Restriction Digest of Plasmid DNA
Restriction enzyme digestion takes advantage of naturally occurring enzymes that cleave DNA at specific sequences. There are hundreds of different restriction enzymes, allowing scientists to target a wide variety of recognition sequences. For a list of many commonly used restriction enzymes, visit NEB.
Last Upload: Oct. 11th, 2016
Watch the video below to learn how to analyze your restriction digest results.
- Electrophoresis chamber
- Liquid DNA aliquot of your plasmid of interest (see below for recommend amounts)
- Appropriate restriction enzyme (see manufacturer's instructions for proper ammount)
- Approrpriate restriction digest buffer (see manufacturer's instructions)
- Gel loading dye
- Electrophoresis buffer
- Pipet tips
- Select restriction enzymes to digest your plasmid.
*Pro-Tip* To determine which restriction enzymes will cut your DNA sequence (and where they will cut), use a sequence analysis program such as Addgene's Sequence Analyzer.
- Determine an appropriate reaction buffer by reading the instructions for your enzyme.
*Pro-Tip* If you are conducting a double digest (digesting with two enzymes at the same time), you will need to determine the best buffer that works for both of your enzymes. Most companies will have a compatibility chart, such as the double digest finder tool from NEB.
In a 1.5mL tube combine the following:
- Restriction Enzyme(s)
- BSA (if recommended by manufacturer)
- dH2O up to total volume
*Pro-Tip* The amount of DNA that you cut depends on your application. Diagnostic digests typically involve ∼500 ng of DNA, while molecular cloning often requires 1-3 µg of DNA. The total reaction volume usually varies from 10-50 µL depending on application and is largely determined by the volume of DNA to be cut.*Pro-Tip* A typical restriction digestion reaction could look like this:
*Pro-Tip* The amount of restriction enzyme you use for a given digestion will depend on the amount of DNA you want to cut. By definition: one unit of enzyme will cut 1 µg of DNA in a 50 µL reaction in 1 hour. Using this ratio, you can calculate the minimal amount of enzyme for your reaction. However, keep in mind that restriction enzyme activity is determined under ideal conditions with very clean DNA, so using a little more enzyme is advisable. Reactions are often performed with 0.2-0.5 µL of enzyme because it is difficult to pipette less volume than this; 0.2-0.5 µL will likely be more enzyme than you will need, but that's okay because a little more enzyme is usually better.
- 1 µg DNA
- 1 µL of each Restriction Enzyme
- 3 µL 10x Buffer
- 3 µL 10x BSA (if recommended)
- x µL dH2O (to bring total volume to 30µL)
- Mix gently by pipetting.
- Incubate tube at appropriate temperature (usually 37 °C) for 1 hour. Always follow the manufacturer’s instructions.
- To visualize the results of your digest, conduct gel electrophoresis.
Tips and FAQ
- Restriction enzymes MUST be placed in an ice bucket immediately after removal from the -20 °C freezer because heat can cause the enzymes to denature and lose their function.
- If you are having difficulty finding an enzyme that cuts your vector's multiple cloning site (MCS), but does not cut your insert, you could try using two different enzymes that have compatible sticky ends. See NEB's compatible cohesive ends chart.

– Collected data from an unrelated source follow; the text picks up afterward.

PR #575, opened 2019-01-05
Fix typos in 'The relation of Reflow to... Resize Text'

mitchellevan:
Clarify that 1.4.4 does not require resizing text to 200% _larger than_ the default, but only to 200% _of_ the default.

### DIFF
--- a/understanding/21/reflow.html
+++ b/understanding/21/reflow.html
@@ -55,7 +55,7 @@
     	</section>
       <section>
  <h3>The relation of Reflow to the Success Criterion 1.4.4 Resize Text</h3>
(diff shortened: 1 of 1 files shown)


mraccess77:
@mitchellevan can you explain the difference between the two in your understanding?"Clarify that 1.4.4 does not require resizing text to 200% larger than the default, but only to 200% of the default."

mitchellevan:
Yeah, my comment is pretty confusing without the markdown. Here's what I
was trying to say. It's a grammatical issue. The number 11 is 10% "larger
than" 10. The number 11 is 110% "of" 10. Similarly, SC 1.4.4 does not
require text to be "200% larger" -- that would be 300% of the original size.

On Fri, Jan 4, 2019, 5:39 PM Jonathan Avila <notifications@github.com>
wrote:

> @mitchellevan <https://github.com/mitchellevan> can you explain the
> difference between the two in your understanding?"Clarify that 1.4.4 does
> not require resizing text to 200% larger than the default, but only to 200%
> of the default."
>
-- 

Mitchell Evan
mtchllvn@gmail.com
+1 (510) 375-6104

alastc:
It's a good point about the large/of the default, the only bit I wasn't sure about was:

> size of all text to at least 200% while simultaneously meeting the reflow requirement.

That makes it look like you have to have 200% text plus 400% reflow. Well, it doesn't say that per-se, but I can see people taking it that way and panicking about 600% text size.

However, the rest of the text is quite exact about it, so shouldn't be a problem.

PR #576, opened 2019-01-07
Technique - Boundary contrast

alastc:
A new technique to show how to create and test graphics with sufficient contrast between areas from Rachael.

[Preview the technique](https://cdn.staticaly.com/gh/w3c/wcag/tech-color-boundaries/techniques/general/boundary-color-contrast.html?v=4).


detlevhfischer:
Looks good - I think the test needs some work.
Currently,  #3 packs contrast mesurement of areas without border and with border into the same bullet point. The first two bullet points therefore seem slightly superfluous.
With regard to content, I wonder whether one can relax border-to-field contrast requirements when the adjacent field has more than 3:1 contrast. I.e. the second example, "Favouire candy flavors", would in my opinion also pass if the light blue (Chocolate) was a very dark blue with insufficient contrast to the black border as long as the contrast to both the segments Tart and Mint was above 3:1. (not sure whether this chimes wit hthe hard-one understanding, though, so I am ready to withdraw this commwent if all this has been discussed at length already).

rachaelbradley:
Below is a proposal for revised test text:

For each graphical object required for understanding, use a color contrast tool to:
1. Measure the contrast ratio of each color compared to the adjacent color(s) or to the surrounding border (if present).
2. Check that the contrast ratio of each is equal to or greater than 3:1.

jake-abma:
Change:

...with a 3:1 color contrast with each color.

to:

... with at least 3:1 color contrast with each color.

PR #584, opened 2019-01-11
Tech failure unmodifiable single key shortcut

detlevhfischer:
A preview is here: 
[Failure of Success Criterion 2.1.4 due to implementing character key shortcuts that cannot be turned off or remapped](https://raw.githack.com/w3c/wcag/tech-failure-unmodifiable-single-key-shortcut/techniques/failures/unmodifiable-single-key-shortcut.html)


detlevhfischer:
I believe it is still unclear whether in repeating the pressing of all character keys with SHIIFT held down would be necessary.

Issue #538, opened 2018-11-23
Clarify if modal dialog on page load is a failure of SC 3.2.1 + 3.2.5


JamesCatt:
I'm trying to understand if having a modal dialog open immediately on page load constitutes a failure of SC 3.2.1 and/or 3.2.5.

Both SCs list F52 (opening a new window on page load) as a failure. Although "window" is not specifically defined in F52, the code examples both demonstrate opening new browser windows via javascript (`window.open`). 

So it would seem that F52 does not include modal dialogs, but a modal _does_ seem to fit the definition of "change of context" since it involves a change of focus.

To muddy the waters even more, F52 is listed as a failure for SC 3.2.1 for some reason, even though it does not involve focusing a component (see #170 ). I understand this issue has been raised previously, and initially [there was consensus to remove F52 from 3.2.1](https://www.w3.org/2016/04/05-wai-wcag-minutes.html#item06), but then once the PR (#175 ) was submitted the [working group reversed course and decided against](https://www.w3.org/2016/06/07-wai-wcag-minutes.html#item06) the change.

According to posts in #170 it sounds like all of this was supposed to be addressed as part of 2,1, but it seems like that didn't happen.

detlevhfischer:
I have drafted a Working Group response (see mailing list).

JamesCatt:
@detlevhfischer Thanks! I looked the mailing list and saw in the meeting minutes from Jan 15 that you took this on, but I don't see the response you drafted in the list archives. Is this because it needs to be discussed by the group first?

(sorry I'm not familiar with the working group's process)

detlevhfischer:
Sorry, it might be that I accidentally sent this to the list from the wrong email address, which was rejected  - will check later. I wasn‘t quite sure myself whether the thing to do was to post this straight into the github issue, that‘s why I sent it to the list.


Sent from phone

alastc:
Hi Detlev, you did send it, it went to the AG list on Thursday at 6:14am GMT, but I'll copy it here as well:
<hr>

We apologize for not yet having addressed this issue in our work for WCAG 2.1 as we had intended according to issue https://github.com/w3c/wcag/issues/170.

[...]

Issue #567, opened 2018-12-18
Do user interface control labels count as part of the control for the purposes of Contrast Requirement exemptions for disabled controls?


tigt:
We’re implementing a design system at my job, and we’re unsure if dimming the `<label>` associated with a disabled `<input>` is a violation or not:

```html
<input id="w" type="checkbox"> <label for="w">Checkbox label</label>
```

```css
input:disabled,
input:disabled + label {
  opacity: 0.4; /* Or color:gray or whatever */
}
```

I looked at existing UI guidelines from Apple and Microsoft, but they don’t seem to mention this case.

Our team is unsure if the [WCAG Guidelines for SC 1.4.3](https://www.w3.org/TR/UNDERSTANDING-WCAG20/visual-audio-contrast-contrast.html) are for or against, depending on if a label is considered “part of an inactive user interface component” or not.

jake-abma:
This issues was also raised on slack, we might consider writing a technique / specifically mention in the Understanding doc.

fuzzbomb:
I was the person who asked on Slack. It's publicly archived, my question can be found at https://gitter.im/w3c/a11ySlackers?at=5c3f7f7c32a8370605e0c8b4

I think it's good to be able to read what an input is for, even if it's not currently operable. So I'm in favour of saying labels aren't exempt.

Disabled buttons  are an interesting case, because the disabled control and the text label are the _same element_. I'm not sure what to think about that one.

mraccess77:
The following is a proposed response that has not yet been discussed or accepted:

Thank you for submitting this question.  It is an important topic.
The exemption for SC 1.4.3 states:
"Text or images of text that are part of an inactive user interface component ...  have no contrast requirement."

The definition of component states:
"a part of the content that is perceived by users as a single control for a distinct function Note 1: Multiple user interface components may be implemented as a single programmatic element. Components here is not tied to programming techniques, but rather to what the user perceives as separate controls."

We understand the user need for inactive controls and related text to have sufficient contrast -- this challenge is complicated because sufficient contrast can be confusing for other user groups who might mistake the component for being active.  We have previously identified this as an area to consider when working on newer versions of accessibility standards.  People have proposed ideas such as an icon or other visual indicator that would be ubiquitous to the current dimming of a control to indicate it's inactive state.

Based on the current exemption for "inactive" content in SC 1.4.3 the label text is part of the user interface component and thus is not required to have a contrast minimum.

alastc:
[...]

PR #590, opened 2019-01-22
Removing F52 from on-focus

alastc:
Related to issue #538, this is a very small change to simply remove F52 from SC 3.2.1.

### DIFF
--- a/understanding/20/on-focus.html
+++ b/understanding/20/on-focus.html
@@ -173,14 +173,6 @@
             
             <li>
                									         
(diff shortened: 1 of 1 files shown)


detlevhfischer:
Hi Alastair, 
I think you meant to point to issue https://github.com/w3c/wcag/issues/538 not #567 (Do user interface control labels count as part of the control for the purposes of Contrast Requirement exemptions for disabled controls?)

alastc:
Oops, yes, thank you!

PR #600, opened 2019-01-29
Cleanup of reflow techniques.

alastc:
- Transforming the pre failure technique into a positive sufficient one.
- Removing the 'reflowing simple data tables', there is disagreement that is possible without creating other accessibility issues.
- Modifying the working of the mechanism to 'switch to mobile' technique.

[Preview update](https://cdn.staticaly.com/gh/w3c/wcag/reflow-technique-list/understanding/21/reflow.html?x=3#techniques) (under techniques)


patrickhlauke:
@alastc could you check if this is still relevant/needed? certainly the parts where you're sorting out the `@@` placeholder links has now been addressed already elsewhere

- If you cannot find compatible sticky ends, you will need to fill in the overhangs and conduct a blunt end ligation. Use T4 DNA Polymerase or Klenow DNA Polymerase I for 3′ overhang removal and 5′ overhang fill-in.
- If you are using blunt ends or a single enzyme to cut the vector, you will need to use a phosphatase to prevent re-circularization of the vector if you are cloning in an insert. CIP (calf alkaline phosphatase) or SAP (shrimp alkaline phosphatase) are commonly used. Follow the manufacturer’s instructions.
- If your enzyme did not cut, check to make sure that it isn't methylation sensitive. Plasmids grown in Dam or Dcm methylase positive strains will be resistant to cleavage at certain restriction sites. See NEB's table of methylation sensitive restriction sites.
- Sometimes enzymes cut sequences which are similar, but not identical, to their recognition sites. This is due to "Star Activity" and can happen for a variety of reasons, including high glycerol concentration. Learn more at NEB's website about star activity.
- If you are digesting a large number of plasmids with the same enzyme(s) (for instance, in a diagnostic digest), you can create a "Master Mix" consisting of all of the reaction components except for the DNA. Aliquot your DNA into individual tubes and then add the appropriate amount of Master Mix to each tube. This will save you time and ensure consistency across the reactions.